§ **Exercise brief**:
Start at the line in the entries below that contains "customs, checkPassword, pus", stop at the line that contains "the user has", and output exactly the lines in that span, both ends included.
───── Dataset entries
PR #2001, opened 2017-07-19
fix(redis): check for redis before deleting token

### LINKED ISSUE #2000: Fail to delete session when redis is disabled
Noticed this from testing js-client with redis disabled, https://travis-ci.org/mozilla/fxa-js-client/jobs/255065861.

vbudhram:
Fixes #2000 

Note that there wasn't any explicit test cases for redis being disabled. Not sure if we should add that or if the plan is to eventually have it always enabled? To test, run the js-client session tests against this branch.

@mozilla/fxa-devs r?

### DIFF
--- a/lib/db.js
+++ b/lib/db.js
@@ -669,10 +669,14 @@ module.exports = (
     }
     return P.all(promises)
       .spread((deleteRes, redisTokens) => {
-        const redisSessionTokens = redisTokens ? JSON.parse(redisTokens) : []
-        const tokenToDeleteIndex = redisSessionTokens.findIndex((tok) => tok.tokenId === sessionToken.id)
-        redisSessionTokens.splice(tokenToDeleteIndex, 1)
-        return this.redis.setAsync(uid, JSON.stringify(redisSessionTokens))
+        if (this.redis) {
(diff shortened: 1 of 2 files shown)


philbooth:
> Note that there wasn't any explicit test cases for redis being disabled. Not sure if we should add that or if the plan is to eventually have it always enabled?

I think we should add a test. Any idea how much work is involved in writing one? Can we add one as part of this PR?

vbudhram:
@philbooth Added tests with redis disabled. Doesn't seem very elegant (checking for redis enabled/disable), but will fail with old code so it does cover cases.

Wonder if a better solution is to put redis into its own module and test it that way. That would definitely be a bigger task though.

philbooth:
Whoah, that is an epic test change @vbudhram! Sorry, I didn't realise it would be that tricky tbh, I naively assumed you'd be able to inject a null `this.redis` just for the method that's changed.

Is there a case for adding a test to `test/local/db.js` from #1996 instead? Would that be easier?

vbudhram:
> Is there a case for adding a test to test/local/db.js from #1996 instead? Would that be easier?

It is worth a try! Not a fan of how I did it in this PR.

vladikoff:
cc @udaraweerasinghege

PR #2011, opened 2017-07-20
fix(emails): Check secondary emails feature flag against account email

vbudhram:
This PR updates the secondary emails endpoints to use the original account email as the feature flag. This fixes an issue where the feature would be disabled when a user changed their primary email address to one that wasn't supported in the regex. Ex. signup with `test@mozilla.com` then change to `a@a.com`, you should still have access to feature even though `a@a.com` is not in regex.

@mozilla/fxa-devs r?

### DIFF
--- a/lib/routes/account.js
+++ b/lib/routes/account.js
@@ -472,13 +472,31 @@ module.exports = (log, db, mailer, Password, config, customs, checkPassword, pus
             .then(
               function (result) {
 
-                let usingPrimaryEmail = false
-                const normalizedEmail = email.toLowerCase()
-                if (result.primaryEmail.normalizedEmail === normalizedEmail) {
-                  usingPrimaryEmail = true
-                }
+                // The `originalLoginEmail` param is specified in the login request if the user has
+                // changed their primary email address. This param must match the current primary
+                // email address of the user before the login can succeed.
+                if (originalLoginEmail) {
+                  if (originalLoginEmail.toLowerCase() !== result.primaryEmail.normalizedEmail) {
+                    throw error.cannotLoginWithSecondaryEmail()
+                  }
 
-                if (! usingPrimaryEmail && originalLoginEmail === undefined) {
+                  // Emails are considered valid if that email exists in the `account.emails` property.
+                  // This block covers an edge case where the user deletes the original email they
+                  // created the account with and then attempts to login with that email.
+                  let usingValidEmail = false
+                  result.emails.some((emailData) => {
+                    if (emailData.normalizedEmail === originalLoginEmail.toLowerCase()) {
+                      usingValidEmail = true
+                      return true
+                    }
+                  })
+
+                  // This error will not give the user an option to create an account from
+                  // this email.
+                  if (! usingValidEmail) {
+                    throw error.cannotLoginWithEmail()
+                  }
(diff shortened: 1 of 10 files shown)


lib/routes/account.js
──────────
§ **Exercise answer**:
@@ -472,13 +472,31 @@ module.exports = (log, db, mailer, Password, config, customs, checkPassword, pus
             .then(
               function (result) {
 
-                let usingPrimaryEmail = false
-                const normalizedEmail = email.toLowerCase()
-                if (result.primaryEmail.normalizedEmail === normalizedEmail) {
-                  usingPrimaryEmail = true
-                }
+                // The `originalLoginEmail` param is specified in the login request if the user has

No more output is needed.